● **RECORDS PROVIDED**:
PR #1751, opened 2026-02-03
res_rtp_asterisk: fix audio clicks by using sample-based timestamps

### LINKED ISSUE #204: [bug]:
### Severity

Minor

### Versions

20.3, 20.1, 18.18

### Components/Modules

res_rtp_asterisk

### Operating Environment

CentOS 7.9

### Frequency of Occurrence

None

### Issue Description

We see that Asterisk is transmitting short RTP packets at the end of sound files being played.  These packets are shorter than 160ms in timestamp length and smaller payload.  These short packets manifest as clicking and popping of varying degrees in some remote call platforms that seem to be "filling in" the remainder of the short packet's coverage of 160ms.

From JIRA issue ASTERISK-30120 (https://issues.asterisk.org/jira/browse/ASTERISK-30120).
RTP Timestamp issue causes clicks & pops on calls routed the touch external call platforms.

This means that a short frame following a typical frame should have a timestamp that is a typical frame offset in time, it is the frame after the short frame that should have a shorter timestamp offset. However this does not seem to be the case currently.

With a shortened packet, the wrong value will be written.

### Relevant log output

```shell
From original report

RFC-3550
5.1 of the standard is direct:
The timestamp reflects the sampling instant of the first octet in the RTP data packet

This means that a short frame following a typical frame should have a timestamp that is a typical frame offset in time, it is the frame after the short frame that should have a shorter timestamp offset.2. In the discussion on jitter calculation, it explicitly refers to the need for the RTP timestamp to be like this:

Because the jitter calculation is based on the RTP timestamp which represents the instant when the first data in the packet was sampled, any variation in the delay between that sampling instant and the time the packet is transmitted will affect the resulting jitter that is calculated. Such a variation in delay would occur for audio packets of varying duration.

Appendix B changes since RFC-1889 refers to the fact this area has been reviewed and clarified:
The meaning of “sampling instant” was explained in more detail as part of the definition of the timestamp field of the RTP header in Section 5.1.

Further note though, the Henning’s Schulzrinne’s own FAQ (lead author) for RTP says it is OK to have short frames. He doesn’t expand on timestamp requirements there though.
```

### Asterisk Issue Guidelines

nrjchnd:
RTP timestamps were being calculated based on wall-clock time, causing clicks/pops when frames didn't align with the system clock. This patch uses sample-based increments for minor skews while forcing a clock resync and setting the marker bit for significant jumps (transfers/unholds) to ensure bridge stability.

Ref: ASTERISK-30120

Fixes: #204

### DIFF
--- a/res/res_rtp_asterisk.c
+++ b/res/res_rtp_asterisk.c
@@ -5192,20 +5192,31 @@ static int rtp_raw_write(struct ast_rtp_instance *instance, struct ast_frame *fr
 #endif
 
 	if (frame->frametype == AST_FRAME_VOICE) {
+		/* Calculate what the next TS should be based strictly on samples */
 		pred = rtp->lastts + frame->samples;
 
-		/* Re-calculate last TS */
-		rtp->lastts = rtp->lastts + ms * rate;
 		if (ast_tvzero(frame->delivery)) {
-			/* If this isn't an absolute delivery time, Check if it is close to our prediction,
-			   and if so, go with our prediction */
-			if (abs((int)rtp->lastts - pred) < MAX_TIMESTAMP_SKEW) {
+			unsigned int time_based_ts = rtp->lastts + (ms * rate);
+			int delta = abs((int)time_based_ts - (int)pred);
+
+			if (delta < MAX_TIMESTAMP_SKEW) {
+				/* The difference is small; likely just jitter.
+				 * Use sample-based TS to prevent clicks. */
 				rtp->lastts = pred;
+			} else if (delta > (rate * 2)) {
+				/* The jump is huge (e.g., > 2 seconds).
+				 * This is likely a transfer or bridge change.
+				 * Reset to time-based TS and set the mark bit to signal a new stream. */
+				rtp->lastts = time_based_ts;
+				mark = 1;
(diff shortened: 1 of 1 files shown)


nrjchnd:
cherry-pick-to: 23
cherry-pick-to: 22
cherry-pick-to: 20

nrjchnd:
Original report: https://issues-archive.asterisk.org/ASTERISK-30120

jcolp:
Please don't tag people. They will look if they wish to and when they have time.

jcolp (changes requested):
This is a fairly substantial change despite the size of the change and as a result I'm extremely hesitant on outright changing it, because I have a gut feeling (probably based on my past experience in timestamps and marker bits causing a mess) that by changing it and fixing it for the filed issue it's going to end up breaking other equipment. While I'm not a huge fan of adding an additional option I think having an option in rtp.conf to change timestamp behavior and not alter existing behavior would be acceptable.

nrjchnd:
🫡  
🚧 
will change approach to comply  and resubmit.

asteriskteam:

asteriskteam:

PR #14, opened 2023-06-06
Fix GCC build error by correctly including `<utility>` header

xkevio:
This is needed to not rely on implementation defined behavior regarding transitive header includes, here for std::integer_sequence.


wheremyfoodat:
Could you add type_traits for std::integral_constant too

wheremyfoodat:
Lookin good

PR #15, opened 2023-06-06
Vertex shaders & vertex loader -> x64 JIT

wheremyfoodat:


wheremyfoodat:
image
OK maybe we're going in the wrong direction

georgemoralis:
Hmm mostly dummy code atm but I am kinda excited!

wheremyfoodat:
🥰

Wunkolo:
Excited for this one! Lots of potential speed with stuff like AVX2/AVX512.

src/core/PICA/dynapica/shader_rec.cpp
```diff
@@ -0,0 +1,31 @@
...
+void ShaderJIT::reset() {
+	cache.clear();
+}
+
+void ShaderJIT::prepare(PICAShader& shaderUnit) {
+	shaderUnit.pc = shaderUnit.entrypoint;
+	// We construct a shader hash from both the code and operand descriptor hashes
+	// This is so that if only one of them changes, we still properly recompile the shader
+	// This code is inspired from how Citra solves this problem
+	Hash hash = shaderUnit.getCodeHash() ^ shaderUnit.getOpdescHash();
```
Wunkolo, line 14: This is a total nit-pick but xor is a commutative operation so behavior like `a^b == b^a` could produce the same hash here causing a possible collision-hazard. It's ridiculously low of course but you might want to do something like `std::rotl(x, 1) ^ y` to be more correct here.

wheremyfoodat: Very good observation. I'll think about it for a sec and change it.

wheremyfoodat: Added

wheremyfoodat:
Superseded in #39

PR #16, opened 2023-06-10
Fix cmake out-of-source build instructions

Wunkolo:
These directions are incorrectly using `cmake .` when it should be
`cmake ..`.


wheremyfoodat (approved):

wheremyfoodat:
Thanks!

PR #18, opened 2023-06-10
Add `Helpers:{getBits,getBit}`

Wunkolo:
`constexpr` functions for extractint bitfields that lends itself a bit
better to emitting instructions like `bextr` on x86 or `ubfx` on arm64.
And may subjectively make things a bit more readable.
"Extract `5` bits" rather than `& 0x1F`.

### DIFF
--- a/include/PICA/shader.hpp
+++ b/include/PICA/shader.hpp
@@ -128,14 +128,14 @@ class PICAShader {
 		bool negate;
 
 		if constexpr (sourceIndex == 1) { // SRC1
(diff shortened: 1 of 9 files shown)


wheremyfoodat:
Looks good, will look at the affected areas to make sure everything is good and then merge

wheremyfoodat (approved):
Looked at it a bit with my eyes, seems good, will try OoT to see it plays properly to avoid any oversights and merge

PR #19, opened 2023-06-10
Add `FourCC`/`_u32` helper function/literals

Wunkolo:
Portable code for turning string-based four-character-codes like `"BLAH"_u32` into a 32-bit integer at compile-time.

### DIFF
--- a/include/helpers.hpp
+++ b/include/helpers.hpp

● **THE PROBLEM**:
Could you return exactly the lines above from the line with "on samples */" to the line with "(ms * rate);", both included, and nothing else?

● **TASK SOLUTION**:
+		/* Calculate what the next TS should be based strictly on samples */
 		pred = rtp->lastts + frame->samples;
 
-		/* Re-calculate last TS */
-		rtp->lastts = rtp->lastts + ms * rate;
 		if (ast_tvzero(frame->delivery)) {
-			/* If this isn't an absolute delivery time, Check if it is close to our prediction,
-			   and if so, go with our prediction */
-			if (abs((int)rtp->lastts - pred) < MAX_TIMESTAMP_SKEW) {
+			unsigned int time_based_ts = rtp->lastts + (ms * rate);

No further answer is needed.